Date of Award

May 2023

Degree Type


Degree Name

Master of Science



First Advisor

Gabriella Pinter

Committee Members

Istvan Lauko, David Spade


Baseball Analysis, Sabermetrics


From statistics being reported in newspapers in the 1840s, to present day, baseballhas always been one of the most data-driven sports. We make use of the endless publicly available baseball data to build models in R and Python that answer various baseball- related questions regarding predicting and optimizing run production, evaluating player effectiveness, and forecasting the postseason. To predict and optimize run production, we present three models.
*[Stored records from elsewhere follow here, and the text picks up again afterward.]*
PR #1256, opened 2022-05-04
EVG-16814 Fix EventLog types 

malikchaya2:
[EVG-16814](https://jira.mongodb.org/browse/EVG-16814)

### Description 
There was some strange behavior around the before and after types because some functions up the chain were not typed correctly.

### DIFF
--- a/src/pages/projectSettings/tabs/EventLogTab/EventLogDiffs.ts
+++ b/src/pages/projectSettings/tabs/EventLogTab/EventLogDiffs.ts
@@ -27,7 +27,7 @@ const formatArrayElements = (eventKey: string): string =>
 const getNestedObject = (nestedObj: object, pathArr: string[]): EventValue =>
   pathArr.reduce((obj, key) => (obj ? obj[key] : undefined), nestedObj);
 
-export type EventValue = boolean | string | Array<any>;
+export type EventValue = boolean | string | Array<string | boolean | object>;
 export type EventDiffLine = {
   key: string;
   before: EventValue;
--- a/src/pages/projectSettings/tabs/EventLogTab/EventLogDiffs.ts
+++ b/src/pages/projectSettings/tabs/EventLogTab/EventLogDiffs.ts
@@ -25,10 +25,7 @@ const formatArrayElements = (eventKey: string): string =>
   eventKey.replace(/.[0-9]./g, (x) => `[${x[1]}].`);
 
 const getNestedObject = (nestedObj: object, pathArr: string[]): EventValue =>
-  pathArr.reduce(
-    (obj, key) => (obj && obj[key] !== "undefined" ? obj[key] : undefined),
-    nestedObj
-  );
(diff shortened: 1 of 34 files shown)


src/pages/projectSettings/tabs/EventLogTab/EventLogDiffs.ts
```diff
@@ -18,23 +18,23 @@ const getDiffProperties = (eventObj: object) => {
...
   eventKey.replace(/.[0-9]./g, (x) => `[${x[1]}].`);
 
-const getNestedObject = (nestedObj: object, pathArr: string[]) =>
+const getNestedObject = (nestedObj: object, pathArr: string[]): EventValue =>
   pathArr.reduce(
     (obj, key) => (obj && obj[key] !== "undefined" ? obj[key] : undefined),
     nestedObj
   );
 
+export type EventValue = boolean | string | Array<any>;
```
khelif96, line 33: I think this `Array<any>` type was what was causing the issue in the first place. It might be possible to more strongly type this value. If we know it can only ever be an array of strings or booleans we can define it as `Array<string | boolean>`

khelif96 (changes requested):

src/pages/projectSettings/tabs/EventLogTab/EventLogDiffs.ts
malikchaya2: I think it's more likely to be an object. This isn't what was causing the problem, there were functions that were returning any type.

src/pages/projectSettings/tabs/EventLogTab/EventLogDiffs.ts
```diff
@@ -18,23 +18,23 @@ const getDiffProperties = (eventObj: object) => {
...
 };
 
-const formatArrayElements = (eventKey: string) =>
+const formatArrayElements = (eventKey: string): string =>
   eventKey.replace(/.[0-9]./g, (x) => `[${x[1]}].`);
 
-const getNestedObject = (nestedObj: object, pathArr: string[]) =>
+const getNestedObject = (nestedObj: object, pathArr: string[]): EventValue =>
   pathArr.reduce(
     (obj, key) => (obj && obj[key] !== "undefined" ? obj[key] : undefined),
```
khelif96, line 29: This function confuses me. Like i get what it does but are there objects with the string "undefined" as the value instead of undefined?

malikchaya2: that check shouldn't be there, I removed it.

src/pages/projectSettings/tabs/EventLogTab/EventLogDiffs.ts
khelif96: I would advocate for another type other any if possibe

khelif96 (approved):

The first builds a common tool in baseball analysis called a Run Expectancy Matrix which is used to give a value (in terms of runs) to various in-game decisions. The second uses the batting statistics of a lineup of 9 players to predict the average number of runs per game that this team should score. The third gives the optimal position in the lineup of the 9th batter by calculating the average runs per game for each possible batting order placement and returns the lineup that produces the maximum runs. To evaluate player effectiveness, we built a model which calculates a player’s WAR (Wins Above Replacement). To forecast the postseason, we follow an updated version of Bill James’ “World Series Prediction System” developed by Rob Mains and present a code that models this system. Each of these models provides crucial data analysis that is useful in improving the performance of not just individual players, but entire teams.